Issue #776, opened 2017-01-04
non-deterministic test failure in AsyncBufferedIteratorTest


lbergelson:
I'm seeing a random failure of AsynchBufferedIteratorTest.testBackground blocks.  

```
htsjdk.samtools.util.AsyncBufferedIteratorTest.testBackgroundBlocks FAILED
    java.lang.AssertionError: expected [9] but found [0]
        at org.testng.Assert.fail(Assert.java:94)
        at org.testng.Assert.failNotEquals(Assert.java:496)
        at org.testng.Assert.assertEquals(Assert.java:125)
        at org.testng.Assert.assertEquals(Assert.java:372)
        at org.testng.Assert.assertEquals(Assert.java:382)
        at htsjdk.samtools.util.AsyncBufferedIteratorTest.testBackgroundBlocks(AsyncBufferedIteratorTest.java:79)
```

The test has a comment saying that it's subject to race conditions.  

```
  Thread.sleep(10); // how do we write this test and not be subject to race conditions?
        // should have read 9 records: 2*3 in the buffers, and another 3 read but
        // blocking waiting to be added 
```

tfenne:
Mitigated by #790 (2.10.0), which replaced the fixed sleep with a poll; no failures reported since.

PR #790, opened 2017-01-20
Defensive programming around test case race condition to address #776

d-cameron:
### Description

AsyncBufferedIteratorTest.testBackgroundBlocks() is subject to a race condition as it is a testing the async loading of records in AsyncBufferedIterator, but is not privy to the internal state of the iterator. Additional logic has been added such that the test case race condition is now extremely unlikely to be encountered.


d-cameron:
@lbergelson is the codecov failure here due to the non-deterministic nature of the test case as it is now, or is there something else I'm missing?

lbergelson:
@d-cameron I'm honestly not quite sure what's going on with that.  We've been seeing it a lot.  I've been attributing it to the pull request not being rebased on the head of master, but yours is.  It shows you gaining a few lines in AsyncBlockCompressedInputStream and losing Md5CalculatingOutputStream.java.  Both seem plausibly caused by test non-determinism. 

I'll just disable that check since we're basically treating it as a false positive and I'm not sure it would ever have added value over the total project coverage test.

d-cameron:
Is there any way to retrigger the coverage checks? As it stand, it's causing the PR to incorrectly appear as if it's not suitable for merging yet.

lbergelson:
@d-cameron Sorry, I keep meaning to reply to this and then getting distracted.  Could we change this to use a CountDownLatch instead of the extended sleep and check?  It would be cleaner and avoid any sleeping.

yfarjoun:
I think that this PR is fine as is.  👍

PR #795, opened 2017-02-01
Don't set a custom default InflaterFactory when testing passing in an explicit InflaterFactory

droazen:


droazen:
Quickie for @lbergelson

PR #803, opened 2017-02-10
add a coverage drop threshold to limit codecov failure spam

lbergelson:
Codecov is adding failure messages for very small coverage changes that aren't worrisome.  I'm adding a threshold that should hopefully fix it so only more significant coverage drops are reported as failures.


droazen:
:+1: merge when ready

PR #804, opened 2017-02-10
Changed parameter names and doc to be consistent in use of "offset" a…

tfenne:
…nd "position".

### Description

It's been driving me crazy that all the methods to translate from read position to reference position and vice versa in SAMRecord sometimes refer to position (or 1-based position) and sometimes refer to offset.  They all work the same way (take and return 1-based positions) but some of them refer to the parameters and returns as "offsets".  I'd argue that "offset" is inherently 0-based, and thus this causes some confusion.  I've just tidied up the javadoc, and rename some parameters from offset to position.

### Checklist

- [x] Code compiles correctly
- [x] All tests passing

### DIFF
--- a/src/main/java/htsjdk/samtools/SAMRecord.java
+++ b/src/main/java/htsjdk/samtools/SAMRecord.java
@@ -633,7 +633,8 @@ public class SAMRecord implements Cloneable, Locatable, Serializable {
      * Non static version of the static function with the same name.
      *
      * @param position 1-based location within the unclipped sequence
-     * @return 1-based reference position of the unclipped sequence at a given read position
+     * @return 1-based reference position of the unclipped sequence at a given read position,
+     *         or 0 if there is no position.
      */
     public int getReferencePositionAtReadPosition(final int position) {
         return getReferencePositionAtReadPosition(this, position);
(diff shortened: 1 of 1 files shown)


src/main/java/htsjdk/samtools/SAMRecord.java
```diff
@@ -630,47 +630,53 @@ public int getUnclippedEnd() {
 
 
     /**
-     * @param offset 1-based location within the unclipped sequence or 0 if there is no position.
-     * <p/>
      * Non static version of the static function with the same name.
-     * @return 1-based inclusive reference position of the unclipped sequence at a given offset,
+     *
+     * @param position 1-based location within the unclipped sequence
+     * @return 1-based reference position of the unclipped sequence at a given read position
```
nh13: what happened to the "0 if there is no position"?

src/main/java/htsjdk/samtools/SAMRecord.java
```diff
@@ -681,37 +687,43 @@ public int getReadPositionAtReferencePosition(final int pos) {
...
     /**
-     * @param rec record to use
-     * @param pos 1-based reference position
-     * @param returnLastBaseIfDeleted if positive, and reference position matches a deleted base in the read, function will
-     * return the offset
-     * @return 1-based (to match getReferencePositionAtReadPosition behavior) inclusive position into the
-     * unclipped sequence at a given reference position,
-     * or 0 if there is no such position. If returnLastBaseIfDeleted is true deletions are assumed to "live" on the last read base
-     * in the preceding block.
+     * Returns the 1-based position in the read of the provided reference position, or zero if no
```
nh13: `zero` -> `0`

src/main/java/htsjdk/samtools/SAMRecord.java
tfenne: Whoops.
^^^^^^^^
- _Exercise objective_: Your task is to find each line in the entries that contains the string "positive" and copy it.

- _Response to the exercise_:
I'll just disable that check since we're basically treating it as a false positive and I'm not sure it would ever have added value over the total project coverage test.
-     * @param returnLastBaseIfDeleted if positive, and reference position matches a deleted base in the read, function will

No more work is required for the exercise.